- **WHAT THE TASK REQUIRES**
Repeat exactly the lines below that lie between the line with "Upgrading therefore requires" and the line with "So the binary", counting both of those lines as part of the answer.

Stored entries
====================
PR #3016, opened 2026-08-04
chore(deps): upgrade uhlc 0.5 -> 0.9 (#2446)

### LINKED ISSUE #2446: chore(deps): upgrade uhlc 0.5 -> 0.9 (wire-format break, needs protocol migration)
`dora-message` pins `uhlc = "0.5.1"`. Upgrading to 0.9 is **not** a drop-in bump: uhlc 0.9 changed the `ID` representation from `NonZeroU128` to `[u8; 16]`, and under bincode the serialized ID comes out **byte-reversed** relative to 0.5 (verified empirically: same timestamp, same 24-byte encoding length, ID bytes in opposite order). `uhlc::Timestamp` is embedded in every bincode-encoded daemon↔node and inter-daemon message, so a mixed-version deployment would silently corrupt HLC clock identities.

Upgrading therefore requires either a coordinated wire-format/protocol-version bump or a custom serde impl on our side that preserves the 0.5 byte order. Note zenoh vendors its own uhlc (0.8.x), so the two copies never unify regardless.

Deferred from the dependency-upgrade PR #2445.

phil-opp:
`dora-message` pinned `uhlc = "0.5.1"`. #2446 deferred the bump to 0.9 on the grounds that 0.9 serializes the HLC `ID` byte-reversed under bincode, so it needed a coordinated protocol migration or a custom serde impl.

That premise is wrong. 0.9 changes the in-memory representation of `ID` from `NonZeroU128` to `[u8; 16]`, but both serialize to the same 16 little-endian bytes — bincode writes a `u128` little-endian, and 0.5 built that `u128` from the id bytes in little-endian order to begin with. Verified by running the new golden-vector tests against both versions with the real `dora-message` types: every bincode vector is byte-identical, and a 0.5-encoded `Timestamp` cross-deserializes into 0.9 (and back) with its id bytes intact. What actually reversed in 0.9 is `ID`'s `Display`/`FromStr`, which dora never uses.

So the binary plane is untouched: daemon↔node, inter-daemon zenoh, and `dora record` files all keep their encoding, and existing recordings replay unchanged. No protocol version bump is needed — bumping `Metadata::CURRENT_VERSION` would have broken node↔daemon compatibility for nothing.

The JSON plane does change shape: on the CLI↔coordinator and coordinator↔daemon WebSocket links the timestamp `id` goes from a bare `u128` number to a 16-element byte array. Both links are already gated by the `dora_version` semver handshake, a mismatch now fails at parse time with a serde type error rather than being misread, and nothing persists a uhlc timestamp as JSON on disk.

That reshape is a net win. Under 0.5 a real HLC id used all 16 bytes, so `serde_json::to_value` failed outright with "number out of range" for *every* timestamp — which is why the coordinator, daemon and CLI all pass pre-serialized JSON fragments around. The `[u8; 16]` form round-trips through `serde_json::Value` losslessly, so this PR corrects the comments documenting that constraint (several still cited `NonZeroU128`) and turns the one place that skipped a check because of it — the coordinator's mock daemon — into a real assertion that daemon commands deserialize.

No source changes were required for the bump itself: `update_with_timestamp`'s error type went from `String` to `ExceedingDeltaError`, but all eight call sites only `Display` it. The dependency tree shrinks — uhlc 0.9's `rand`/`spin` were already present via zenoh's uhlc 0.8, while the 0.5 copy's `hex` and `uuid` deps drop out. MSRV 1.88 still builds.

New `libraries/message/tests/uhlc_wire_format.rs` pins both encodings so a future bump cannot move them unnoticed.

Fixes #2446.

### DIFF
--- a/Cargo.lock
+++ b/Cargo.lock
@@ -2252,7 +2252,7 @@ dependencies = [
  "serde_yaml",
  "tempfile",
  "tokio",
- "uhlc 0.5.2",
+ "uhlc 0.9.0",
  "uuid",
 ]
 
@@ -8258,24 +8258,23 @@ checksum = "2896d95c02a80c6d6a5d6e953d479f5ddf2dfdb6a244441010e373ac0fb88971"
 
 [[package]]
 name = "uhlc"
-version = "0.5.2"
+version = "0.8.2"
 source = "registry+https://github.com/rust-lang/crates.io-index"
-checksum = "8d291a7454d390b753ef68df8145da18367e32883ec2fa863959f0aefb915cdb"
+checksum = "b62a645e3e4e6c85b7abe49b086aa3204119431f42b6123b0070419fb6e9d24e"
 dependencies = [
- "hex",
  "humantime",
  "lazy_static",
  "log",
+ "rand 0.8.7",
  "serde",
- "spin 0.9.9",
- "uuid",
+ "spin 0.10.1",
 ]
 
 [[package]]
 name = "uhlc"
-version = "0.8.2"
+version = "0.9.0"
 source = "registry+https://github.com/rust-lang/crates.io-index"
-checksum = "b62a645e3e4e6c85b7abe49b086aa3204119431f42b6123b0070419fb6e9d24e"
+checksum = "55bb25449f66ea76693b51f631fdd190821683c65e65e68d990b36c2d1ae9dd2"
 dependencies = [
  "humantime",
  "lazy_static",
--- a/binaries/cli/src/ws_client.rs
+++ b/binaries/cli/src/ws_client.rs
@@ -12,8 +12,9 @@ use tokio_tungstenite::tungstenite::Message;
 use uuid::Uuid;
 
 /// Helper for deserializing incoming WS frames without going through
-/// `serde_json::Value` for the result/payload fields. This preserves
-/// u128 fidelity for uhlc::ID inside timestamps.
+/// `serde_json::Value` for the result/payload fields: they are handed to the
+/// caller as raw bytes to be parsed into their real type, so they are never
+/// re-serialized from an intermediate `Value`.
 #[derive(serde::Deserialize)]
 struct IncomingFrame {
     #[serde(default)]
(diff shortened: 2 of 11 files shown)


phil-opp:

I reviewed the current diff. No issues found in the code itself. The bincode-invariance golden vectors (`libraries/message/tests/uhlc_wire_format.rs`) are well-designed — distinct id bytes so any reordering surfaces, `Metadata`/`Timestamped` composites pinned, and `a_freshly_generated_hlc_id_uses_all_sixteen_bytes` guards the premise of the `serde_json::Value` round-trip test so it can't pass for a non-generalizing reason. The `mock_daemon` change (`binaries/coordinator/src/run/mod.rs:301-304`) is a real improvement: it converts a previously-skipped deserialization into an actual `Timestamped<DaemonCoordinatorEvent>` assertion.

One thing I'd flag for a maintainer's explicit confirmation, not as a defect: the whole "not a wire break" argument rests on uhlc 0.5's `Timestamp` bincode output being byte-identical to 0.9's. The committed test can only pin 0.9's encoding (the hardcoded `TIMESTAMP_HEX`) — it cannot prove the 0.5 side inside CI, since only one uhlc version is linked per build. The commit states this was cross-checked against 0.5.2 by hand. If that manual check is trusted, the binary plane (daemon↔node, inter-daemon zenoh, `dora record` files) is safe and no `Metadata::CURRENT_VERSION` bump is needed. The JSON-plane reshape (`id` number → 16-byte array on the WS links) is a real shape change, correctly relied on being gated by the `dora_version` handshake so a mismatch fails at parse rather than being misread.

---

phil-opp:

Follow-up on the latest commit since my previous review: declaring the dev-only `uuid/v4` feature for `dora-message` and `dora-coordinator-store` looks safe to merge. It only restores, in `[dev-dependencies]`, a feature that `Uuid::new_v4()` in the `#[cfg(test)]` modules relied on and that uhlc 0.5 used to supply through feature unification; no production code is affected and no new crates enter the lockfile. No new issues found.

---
====================
- **SOLUTION**
Upgrading therefore requires either a coordinated wire-format/protocol-version bump or a custom serde impl on our side that preserves the 0.5 byte order. Note zenoh vendors its own uhlc (0.8.x), so the two copies never unify regardless.

Deferred from the dependency-upgrade PR #2445.

phil-opp:
`dora-message` pinned `uhlc = "0.5.1"`. #2446 deferred the bump to 0.9 on the grounds that 0.9 serializes the HLC `ID` byte-reversed under bincode, so it needed a coordinated protocol migration or a custom serde impl.

That premise is wrong. 0.9 changes the in-memory representation of `ID` from `NonZeroU128` to `[u8; 16]`, but both serialize to the same 16 little-endian bytes — bincode writes a `u128` little-endian, and 0.5 built that `u128` from the id bytes in little-endian order to begin with. Verified by running the new golden-vector tests against both versions with the real `dora-message` types: every bincode vector is byte-identical, and a 0.5-encoded `Timestamp` cross-deserializes into 0.9 (and back) with its id bytes intact. What actually reversed in 0.9 is `ID`'s `Display`/`FromStr`, which dora never uses.

So the binary plane is untouched: daemon↔node, inter-daemon zenoh, and `dora record` files all keep their encoding, and existing recordings replay unchanged. No protocol version bump is needed — bumping `Metadata::CURRENT_VERSION` would have broken node↔daemon compatibility for nothing.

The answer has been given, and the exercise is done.